── DATA PROVIDED
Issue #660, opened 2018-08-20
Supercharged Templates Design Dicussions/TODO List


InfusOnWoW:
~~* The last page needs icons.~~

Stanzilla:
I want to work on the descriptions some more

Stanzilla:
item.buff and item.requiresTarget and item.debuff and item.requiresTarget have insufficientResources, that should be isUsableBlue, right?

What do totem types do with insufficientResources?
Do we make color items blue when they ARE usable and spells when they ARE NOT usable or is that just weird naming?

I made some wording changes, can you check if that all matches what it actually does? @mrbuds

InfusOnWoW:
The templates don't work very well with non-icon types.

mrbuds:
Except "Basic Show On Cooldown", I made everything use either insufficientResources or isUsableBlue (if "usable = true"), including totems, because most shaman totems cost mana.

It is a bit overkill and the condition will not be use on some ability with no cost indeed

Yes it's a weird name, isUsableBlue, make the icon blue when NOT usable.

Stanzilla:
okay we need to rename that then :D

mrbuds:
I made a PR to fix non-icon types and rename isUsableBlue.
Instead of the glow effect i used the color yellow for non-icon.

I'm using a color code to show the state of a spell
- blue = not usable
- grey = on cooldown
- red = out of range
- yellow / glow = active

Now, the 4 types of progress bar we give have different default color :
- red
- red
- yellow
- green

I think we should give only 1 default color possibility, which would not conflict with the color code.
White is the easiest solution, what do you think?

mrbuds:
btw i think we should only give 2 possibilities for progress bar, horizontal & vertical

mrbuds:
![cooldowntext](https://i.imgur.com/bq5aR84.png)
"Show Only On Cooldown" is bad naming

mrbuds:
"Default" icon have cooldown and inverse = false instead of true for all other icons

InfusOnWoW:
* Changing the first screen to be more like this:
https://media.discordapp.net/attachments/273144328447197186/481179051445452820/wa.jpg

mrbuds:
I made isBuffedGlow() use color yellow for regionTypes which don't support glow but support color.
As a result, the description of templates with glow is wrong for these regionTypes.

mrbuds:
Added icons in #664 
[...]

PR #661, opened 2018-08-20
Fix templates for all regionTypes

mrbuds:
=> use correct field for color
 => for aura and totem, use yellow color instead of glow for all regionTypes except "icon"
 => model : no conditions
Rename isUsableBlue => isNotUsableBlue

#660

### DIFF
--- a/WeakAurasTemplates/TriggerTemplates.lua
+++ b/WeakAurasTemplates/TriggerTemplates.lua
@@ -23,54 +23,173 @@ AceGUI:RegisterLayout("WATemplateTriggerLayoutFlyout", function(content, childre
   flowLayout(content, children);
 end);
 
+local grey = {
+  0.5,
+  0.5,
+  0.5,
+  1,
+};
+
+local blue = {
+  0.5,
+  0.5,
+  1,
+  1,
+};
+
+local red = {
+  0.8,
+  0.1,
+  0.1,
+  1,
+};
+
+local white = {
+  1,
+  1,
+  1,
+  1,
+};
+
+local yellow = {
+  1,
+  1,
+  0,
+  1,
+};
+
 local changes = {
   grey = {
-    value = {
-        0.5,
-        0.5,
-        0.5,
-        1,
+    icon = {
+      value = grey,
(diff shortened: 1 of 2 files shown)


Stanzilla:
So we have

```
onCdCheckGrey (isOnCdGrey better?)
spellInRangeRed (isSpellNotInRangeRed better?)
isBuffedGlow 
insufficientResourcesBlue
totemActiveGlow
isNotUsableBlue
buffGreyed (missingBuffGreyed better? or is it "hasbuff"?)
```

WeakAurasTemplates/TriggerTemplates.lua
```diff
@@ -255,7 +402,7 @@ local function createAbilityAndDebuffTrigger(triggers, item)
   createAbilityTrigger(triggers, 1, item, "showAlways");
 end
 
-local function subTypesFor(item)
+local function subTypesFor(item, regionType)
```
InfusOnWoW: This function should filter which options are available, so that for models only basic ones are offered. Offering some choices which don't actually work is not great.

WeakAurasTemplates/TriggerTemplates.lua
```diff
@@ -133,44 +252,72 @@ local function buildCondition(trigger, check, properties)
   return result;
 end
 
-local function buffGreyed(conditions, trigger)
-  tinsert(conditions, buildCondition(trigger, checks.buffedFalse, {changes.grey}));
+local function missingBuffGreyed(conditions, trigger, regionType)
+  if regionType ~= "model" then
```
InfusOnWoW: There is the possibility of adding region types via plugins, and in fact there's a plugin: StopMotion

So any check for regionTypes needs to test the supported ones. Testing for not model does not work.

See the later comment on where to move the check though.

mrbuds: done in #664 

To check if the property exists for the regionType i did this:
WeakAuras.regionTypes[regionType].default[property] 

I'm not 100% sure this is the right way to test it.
────
── DATA PROVIDED
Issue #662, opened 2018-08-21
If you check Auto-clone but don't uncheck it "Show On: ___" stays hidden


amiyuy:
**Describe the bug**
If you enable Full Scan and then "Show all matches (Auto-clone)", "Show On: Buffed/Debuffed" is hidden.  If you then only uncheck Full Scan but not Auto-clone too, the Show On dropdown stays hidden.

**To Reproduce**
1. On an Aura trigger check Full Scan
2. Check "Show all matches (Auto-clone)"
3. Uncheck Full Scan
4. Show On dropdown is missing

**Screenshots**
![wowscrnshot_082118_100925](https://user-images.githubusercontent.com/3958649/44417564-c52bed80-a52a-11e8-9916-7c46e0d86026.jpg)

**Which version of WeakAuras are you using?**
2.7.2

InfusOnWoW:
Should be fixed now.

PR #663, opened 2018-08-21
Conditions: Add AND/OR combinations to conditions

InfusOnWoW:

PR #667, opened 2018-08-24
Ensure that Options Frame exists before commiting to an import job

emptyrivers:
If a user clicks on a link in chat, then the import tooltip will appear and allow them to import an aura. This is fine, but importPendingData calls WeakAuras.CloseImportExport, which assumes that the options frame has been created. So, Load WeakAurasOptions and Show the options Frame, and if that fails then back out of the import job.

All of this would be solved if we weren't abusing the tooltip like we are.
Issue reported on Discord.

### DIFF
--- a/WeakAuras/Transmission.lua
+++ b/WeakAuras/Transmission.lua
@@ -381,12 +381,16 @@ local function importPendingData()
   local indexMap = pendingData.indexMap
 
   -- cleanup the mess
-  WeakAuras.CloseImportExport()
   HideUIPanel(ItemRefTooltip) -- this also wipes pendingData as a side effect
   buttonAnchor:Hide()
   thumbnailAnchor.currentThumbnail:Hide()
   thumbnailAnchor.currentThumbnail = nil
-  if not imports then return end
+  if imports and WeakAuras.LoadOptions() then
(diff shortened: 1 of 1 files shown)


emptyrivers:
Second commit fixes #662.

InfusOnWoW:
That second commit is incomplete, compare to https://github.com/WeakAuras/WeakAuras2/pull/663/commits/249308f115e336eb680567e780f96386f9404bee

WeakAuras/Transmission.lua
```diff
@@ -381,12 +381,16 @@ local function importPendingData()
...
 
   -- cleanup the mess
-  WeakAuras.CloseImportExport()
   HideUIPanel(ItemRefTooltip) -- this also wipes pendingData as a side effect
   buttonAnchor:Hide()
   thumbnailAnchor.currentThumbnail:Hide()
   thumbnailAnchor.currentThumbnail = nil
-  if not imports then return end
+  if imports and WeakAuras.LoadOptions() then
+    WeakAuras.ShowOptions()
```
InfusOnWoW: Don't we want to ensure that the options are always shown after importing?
────
── DATA PROVIDED
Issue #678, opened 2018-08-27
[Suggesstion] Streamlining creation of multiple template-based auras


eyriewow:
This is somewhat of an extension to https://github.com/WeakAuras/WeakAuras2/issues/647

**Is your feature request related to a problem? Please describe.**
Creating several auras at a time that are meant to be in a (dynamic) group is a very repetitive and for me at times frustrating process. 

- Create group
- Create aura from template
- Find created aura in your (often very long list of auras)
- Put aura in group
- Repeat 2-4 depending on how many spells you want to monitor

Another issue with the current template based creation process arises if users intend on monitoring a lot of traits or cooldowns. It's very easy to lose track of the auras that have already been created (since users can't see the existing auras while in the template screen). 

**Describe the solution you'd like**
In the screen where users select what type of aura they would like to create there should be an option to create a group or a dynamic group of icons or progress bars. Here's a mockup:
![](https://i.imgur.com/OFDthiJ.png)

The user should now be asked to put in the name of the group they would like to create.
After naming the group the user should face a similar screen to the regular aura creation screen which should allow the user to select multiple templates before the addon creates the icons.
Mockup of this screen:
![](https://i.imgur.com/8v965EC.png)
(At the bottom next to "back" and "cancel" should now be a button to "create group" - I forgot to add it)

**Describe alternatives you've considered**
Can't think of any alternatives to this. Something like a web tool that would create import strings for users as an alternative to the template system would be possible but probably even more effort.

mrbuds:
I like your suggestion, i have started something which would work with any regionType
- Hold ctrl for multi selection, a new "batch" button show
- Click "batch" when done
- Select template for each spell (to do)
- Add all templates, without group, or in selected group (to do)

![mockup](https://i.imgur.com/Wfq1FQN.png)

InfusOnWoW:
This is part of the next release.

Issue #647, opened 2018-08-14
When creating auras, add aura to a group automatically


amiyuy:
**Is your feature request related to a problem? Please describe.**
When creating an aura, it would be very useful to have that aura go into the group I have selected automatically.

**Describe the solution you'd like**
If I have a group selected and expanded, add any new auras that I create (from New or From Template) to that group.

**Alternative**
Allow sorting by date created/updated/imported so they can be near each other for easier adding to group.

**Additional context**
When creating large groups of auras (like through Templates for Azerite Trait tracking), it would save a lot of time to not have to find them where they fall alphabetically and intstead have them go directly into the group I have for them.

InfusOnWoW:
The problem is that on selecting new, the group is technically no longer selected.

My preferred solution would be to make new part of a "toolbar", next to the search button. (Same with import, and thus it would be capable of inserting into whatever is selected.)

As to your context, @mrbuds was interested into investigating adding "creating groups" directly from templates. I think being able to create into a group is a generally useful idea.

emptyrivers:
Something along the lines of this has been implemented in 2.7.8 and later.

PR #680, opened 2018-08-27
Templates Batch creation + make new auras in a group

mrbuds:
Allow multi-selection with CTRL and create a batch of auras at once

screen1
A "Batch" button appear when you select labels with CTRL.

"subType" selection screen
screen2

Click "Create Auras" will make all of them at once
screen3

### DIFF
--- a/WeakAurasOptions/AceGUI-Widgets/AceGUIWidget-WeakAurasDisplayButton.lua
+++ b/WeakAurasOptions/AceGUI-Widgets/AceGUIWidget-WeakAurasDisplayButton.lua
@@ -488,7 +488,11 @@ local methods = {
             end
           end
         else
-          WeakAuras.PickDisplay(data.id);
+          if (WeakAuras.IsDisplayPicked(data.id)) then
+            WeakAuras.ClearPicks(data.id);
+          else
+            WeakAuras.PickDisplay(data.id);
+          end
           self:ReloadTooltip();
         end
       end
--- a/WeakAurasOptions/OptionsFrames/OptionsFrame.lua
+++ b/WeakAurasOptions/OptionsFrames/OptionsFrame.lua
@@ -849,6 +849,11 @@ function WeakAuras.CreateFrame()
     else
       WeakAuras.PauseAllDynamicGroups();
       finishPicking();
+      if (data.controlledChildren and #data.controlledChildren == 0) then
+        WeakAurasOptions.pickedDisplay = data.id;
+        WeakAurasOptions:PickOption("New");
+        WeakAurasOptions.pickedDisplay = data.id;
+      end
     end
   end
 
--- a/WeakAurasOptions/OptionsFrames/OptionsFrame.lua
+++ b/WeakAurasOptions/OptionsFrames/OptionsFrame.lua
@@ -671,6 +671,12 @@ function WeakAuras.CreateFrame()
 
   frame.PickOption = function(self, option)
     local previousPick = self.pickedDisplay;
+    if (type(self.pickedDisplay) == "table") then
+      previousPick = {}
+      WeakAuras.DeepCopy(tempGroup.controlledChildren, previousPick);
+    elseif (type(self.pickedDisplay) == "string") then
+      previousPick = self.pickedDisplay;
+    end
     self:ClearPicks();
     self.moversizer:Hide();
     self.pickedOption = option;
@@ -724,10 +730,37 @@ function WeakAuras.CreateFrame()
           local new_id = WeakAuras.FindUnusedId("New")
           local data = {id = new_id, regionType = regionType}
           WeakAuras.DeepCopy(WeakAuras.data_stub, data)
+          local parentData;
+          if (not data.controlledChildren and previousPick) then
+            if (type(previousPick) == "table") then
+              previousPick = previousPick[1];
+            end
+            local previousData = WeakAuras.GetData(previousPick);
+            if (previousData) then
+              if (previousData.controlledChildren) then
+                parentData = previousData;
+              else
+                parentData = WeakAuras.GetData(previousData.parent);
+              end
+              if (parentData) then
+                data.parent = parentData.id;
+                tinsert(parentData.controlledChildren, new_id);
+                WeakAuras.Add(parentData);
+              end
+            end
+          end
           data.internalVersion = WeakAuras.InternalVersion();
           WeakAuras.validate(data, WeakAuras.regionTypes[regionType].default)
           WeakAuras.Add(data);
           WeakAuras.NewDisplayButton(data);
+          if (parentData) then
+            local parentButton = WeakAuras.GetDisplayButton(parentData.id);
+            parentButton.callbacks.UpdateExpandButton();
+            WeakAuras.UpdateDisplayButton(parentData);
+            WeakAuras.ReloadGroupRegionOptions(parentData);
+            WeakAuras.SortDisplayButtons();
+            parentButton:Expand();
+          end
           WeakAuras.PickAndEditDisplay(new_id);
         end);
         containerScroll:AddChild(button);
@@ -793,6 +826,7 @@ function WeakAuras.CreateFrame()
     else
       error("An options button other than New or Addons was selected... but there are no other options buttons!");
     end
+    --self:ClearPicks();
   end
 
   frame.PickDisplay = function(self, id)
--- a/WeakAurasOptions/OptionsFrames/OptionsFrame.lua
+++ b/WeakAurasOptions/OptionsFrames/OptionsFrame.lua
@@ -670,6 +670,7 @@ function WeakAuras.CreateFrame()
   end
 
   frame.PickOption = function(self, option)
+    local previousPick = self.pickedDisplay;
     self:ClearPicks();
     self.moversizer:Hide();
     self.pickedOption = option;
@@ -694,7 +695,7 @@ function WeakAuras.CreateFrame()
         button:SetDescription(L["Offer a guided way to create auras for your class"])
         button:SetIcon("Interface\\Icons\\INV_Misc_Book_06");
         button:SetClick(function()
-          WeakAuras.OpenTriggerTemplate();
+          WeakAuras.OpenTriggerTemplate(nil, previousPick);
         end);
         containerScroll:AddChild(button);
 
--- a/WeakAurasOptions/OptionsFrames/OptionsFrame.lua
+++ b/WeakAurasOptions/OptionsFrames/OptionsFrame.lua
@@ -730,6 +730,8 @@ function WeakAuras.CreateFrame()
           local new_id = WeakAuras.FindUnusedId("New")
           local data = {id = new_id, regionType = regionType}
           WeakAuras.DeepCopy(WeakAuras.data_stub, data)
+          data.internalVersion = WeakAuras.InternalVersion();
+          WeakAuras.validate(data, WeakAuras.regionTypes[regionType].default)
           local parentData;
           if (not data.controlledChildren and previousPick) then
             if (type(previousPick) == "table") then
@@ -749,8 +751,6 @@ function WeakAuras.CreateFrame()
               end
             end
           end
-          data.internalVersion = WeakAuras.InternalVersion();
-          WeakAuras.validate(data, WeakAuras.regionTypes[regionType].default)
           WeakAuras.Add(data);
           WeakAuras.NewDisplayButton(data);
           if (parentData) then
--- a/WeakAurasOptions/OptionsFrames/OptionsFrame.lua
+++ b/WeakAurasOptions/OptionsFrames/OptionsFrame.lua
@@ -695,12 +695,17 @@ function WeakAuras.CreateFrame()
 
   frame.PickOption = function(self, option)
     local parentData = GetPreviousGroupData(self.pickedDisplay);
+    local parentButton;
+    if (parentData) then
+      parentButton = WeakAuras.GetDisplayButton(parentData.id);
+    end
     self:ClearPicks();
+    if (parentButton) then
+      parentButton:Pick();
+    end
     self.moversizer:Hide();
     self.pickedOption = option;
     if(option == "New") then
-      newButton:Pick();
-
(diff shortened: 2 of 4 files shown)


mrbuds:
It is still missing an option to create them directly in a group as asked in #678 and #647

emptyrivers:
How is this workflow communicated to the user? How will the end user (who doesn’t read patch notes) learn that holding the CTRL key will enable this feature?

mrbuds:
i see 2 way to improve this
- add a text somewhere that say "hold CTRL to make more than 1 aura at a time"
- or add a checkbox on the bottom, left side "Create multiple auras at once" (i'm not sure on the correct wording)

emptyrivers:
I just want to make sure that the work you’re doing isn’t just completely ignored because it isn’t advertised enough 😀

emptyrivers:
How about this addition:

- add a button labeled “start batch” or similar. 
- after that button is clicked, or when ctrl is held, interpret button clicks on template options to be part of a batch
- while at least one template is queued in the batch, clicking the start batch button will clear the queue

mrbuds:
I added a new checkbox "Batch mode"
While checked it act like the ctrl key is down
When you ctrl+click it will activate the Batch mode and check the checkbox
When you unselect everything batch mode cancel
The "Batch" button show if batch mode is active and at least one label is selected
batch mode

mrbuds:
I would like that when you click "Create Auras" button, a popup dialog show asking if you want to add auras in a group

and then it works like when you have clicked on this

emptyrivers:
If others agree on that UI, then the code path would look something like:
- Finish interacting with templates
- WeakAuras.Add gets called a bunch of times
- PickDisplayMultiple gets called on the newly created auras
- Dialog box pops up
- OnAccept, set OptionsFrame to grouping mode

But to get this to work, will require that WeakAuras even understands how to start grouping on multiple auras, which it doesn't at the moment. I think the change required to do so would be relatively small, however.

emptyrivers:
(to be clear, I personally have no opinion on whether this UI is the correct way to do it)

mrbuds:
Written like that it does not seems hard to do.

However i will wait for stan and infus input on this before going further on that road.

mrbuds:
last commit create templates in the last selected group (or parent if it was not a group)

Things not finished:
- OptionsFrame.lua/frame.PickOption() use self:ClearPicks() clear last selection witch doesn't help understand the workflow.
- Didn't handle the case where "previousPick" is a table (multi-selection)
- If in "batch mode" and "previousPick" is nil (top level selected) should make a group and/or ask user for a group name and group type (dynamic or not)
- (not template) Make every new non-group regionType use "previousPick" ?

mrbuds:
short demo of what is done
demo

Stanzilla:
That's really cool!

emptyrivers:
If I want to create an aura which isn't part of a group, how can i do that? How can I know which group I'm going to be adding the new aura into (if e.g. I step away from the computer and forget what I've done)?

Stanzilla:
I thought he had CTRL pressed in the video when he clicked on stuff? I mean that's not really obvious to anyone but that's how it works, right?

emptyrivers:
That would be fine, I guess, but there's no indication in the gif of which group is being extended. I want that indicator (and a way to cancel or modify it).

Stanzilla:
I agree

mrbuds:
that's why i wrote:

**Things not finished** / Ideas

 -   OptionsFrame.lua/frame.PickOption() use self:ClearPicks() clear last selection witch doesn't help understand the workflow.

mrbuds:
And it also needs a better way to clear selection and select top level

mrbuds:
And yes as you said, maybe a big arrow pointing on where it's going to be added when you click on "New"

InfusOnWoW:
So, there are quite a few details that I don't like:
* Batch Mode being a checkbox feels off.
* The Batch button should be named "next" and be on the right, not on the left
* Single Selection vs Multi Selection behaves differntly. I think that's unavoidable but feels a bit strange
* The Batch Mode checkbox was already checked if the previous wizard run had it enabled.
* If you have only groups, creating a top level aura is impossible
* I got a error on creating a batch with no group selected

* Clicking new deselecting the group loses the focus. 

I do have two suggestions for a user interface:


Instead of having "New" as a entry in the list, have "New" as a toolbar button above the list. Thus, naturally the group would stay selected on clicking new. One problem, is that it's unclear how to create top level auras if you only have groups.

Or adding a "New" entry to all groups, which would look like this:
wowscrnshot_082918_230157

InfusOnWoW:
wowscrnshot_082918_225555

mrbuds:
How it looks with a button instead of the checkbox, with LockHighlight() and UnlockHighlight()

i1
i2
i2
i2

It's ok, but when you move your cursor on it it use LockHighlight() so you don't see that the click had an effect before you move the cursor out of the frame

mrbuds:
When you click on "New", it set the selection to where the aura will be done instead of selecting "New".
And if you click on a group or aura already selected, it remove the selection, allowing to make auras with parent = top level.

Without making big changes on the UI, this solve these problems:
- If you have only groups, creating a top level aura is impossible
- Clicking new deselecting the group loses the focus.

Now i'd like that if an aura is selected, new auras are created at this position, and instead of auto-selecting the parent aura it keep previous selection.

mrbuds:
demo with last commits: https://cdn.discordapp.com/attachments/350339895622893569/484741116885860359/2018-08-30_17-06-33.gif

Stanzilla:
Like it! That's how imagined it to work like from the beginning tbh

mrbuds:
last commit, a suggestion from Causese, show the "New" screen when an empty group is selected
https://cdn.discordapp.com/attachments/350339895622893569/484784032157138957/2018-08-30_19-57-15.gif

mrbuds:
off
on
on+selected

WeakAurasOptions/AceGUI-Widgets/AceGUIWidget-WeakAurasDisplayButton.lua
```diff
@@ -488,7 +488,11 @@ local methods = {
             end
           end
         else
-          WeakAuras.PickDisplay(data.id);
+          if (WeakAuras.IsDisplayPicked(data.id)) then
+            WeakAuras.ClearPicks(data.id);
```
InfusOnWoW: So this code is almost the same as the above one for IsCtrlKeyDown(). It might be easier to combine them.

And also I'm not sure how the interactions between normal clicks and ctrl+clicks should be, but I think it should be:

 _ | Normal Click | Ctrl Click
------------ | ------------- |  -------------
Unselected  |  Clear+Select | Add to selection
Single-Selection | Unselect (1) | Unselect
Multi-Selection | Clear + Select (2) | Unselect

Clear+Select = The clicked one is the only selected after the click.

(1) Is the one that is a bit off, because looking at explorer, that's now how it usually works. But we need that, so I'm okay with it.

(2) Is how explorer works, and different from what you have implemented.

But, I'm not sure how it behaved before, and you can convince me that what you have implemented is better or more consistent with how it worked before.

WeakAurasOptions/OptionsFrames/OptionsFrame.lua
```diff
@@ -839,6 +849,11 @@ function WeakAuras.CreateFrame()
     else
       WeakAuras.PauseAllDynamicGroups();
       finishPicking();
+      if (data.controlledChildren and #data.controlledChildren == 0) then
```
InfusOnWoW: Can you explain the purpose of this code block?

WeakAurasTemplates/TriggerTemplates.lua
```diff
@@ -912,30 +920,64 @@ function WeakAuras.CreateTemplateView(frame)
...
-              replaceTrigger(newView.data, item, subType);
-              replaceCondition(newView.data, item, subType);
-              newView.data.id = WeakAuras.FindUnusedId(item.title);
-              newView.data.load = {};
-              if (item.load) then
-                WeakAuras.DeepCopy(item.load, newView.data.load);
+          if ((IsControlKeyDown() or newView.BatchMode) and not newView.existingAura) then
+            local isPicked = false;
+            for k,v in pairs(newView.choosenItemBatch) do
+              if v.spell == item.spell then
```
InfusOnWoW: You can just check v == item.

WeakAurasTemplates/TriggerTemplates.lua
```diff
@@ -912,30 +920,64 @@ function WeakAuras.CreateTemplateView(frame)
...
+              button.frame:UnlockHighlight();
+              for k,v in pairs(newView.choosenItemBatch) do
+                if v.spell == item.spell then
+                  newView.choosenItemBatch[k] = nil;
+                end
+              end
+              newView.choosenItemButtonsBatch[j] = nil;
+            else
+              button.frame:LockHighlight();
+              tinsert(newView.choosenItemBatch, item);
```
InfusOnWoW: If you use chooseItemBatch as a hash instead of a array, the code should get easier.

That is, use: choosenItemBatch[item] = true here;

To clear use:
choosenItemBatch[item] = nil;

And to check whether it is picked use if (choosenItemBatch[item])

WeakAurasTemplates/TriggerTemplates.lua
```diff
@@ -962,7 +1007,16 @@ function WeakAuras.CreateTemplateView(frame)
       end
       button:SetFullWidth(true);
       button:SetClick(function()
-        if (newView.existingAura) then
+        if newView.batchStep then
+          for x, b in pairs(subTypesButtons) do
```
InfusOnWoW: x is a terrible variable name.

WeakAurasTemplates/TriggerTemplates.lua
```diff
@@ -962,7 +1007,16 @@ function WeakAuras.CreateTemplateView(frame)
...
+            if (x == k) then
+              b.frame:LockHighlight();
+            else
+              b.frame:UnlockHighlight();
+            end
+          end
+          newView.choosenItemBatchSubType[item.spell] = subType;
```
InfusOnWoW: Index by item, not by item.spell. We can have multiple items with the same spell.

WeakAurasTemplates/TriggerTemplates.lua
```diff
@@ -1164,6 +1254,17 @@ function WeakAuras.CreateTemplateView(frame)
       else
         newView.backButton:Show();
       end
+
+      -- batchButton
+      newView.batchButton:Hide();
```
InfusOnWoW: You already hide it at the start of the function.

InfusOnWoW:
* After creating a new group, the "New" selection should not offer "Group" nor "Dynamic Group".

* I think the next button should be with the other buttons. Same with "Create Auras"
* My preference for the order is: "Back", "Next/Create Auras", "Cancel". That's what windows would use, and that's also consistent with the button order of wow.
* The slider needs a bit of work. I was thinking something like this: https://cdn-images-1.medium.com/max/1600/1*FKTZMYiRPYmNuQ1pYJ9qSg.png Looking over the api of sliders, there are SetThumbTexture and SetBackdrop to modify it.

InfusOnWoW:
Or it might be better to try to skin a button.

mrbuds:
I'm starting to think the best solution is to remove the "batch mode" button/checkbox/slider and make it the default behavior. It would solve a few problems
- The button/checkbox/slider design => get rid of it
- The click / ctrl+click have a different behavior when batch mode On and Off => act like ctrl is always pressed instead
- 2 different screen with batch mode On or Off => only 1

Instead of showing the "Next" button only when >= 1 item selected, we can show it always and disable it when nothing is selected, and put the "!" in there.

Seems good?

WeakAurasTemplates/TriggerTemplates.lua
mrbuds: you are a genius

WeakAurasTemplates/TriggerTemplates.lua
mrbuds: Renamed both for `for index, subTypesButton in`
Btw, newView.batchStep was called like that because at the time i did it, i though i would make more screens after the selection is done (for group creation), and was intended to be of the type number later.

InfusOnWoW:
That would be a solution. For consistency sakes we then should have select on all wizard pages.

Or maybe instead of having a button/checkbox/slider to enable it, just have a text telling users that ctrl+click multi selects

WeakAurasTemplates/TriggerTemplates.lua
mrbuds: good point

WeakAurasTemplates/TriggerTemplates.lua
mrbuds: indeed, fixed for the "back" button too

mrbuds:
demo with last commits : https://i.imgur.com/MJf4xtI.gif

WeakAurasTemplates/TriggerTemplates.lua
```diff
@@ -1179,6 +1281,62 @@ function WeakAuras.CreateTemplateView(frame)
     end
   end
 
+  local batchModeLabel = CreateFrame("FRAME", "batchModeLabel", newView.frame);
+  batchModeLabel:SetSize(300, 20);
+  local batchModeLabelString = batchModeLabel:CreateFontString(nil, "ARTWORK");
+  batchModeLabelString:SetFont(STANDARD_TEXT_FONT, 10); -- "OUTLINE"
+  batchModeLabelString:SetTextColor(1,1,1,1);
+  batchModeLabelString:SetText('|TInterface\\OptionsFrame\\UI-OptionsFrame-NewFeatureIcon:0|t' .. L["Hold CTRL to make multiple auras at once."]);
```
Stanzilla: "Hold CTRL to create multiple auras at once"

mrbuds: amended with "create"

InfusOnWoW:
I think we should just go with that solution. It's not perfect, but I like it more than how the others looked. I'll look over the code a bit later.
────
In the entries above, locate every line with the word "okay" and copy it.

### OUTPUT OF THE EXERCISE
okay we need to rename that then :D
(1) Is the one that is a bit off, because looking at explorer, that's now how it usually works. But we need that, so I'm okay with it.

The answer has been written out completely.